On Mondays to Saturdays, during daytime hours, three trains per hour operate to Rhymney and Bargoed. Every hour, two trains terminate at Bargoed and one train terminates at Rhymney. The services will be dropped to 2 train per hour in the evening and then hourly from around 8pm.

On Sunday, trains operate half hourly all day and operate to Caerphilly and Rhymney. every hour, one train terminates at Caerphilly and the other train terminates at Rhymney.
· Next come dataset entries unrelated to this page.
PR #3175, opened 2022-09-30
KTOR-4904 Add option to support requests with Content-Length header in Jackson

rsinukov:
https://youtrack.jetbrains.com/issue/KTOR-4904

### DIFF
--- a/ktor-shared/ktor-serialization/ktor-serialization-jackson/jvm/src/JacksonConverter.kt
+++ b/ktor-shared/ktor-serialization/ktor-serialization-jackson/jvm/src/JacksonConverter.kt
@@ -18,7 +18,23 @@ import io.ktor.utils.io.jvm.javaio.*
 import kotlinx.coroutines.*
 import kotlin.text.Charsets
 
-public class JacksonConverter(private val objectmapper: ObjectMapper = jacksonObjectMapper()) : ContentConverter {
+/**
+ * A content converter that uses [Jackson]
+ *
+ * @param mapper a configured instance of [ObjectMapper]
+ * @param streamRequestBody if set to true, will stream request body, without keeping it whole in memory.
+ * This will set `Transfer-Encoding: chunked` header.
+ */
+public class JacksonConverter(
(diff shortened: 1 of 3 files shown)


ktor-shared/ktor-serialization/ktor-serialization-jackson/jvm/src/JacksonConverter.kt
```diff
@@ -41,27 +57,33 @@ public class JacksonConverter(private val objectmapper: ObjectMapper = jacksonOb
...
-                    InputStream instead of a writer to let Jackson do it's thing.
-                     */
-                    objectmapper.writeValue(this, value)
-                } else {
-                    objectmapper.writeValue(this.writer(charset = charset), value)
-                }
-            },
-            contentType.withCharsetIfNeeded(charset)
-        )
+        return when (streamRequestBody) {
```
e5l, line 60:
```kotlin
if (!streamRequestBody) {
    return TextContent(...)
}


return OutputStreamContent(...)
```

ktor-shared/ktor-serialization/ktor-serialization-jackson/jvm/src/JacksonConverter.kt
```diff
@@ -80,8 +102,27 @@ public class JacksonConverter(private val objectmapper: ObjectMapper = jacksonOb
...
+ * You can learn more from [Content negotiation and serialization](https://ktor.io/docs/serialization.html).
+ *
+ * @param contentType the content type to send with request
+ * @param streamRequestBody if set to true, will stream request body, without keeping it whole in memory.
+ * This will set `Transfer-Encoding: chunked` header.
+ * @param block a configuration block for [ObjectMapper]
+ */
 public fun Configuration.jackson(
     contentType: ContentType = ContentType.Application.Json,
+    streamRequestBody: Boolean = true,
```
e5l, line 125: Should we think about adding a configuration class instead? so In the future, we can add more properties without deprecations

e5l (changes requested):

e5l (approved):

PR #3177, opened 2022-10-03
KTOR-4925 Fix CIO tunneling.

rsinukov:
https://youtrack.jetbrains.com/issue/KTOR-4925

Adding test is complicated, because we need a real proxy server running on another host.


e5l (approved):
lgtm.

We have a regular TCP server in tests for this purpose, you can communicate text and assert messages directly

| Preceding station | National Rail |  |  | Following station |
| Barry |  | Transport for Wales Vale Line |  | Terminus |
| Preceding station | Heritage railways |  |  | Following station |
| Woodham Halt towards Gladstone Bridge |  | Barry Tourist Railway Main Line |  | Plymouth Road Terminus |
| Waterfront Terminus |  | Barry Tourist Railway Branch Line |  |
Disused railways
| Barry Line and station open |  | Barry Railway Barry-Barry Pier |  | Barry Pier Line and station closed |

==Media==

The station appeared in Gavin & Stacey in its own right when Stacey was seen returning to Barry Island from Billericay and in Stella (British TV series) as Pontyberry. Other local stations including Pontypridd railway station also appeared as Pontyberry in the series.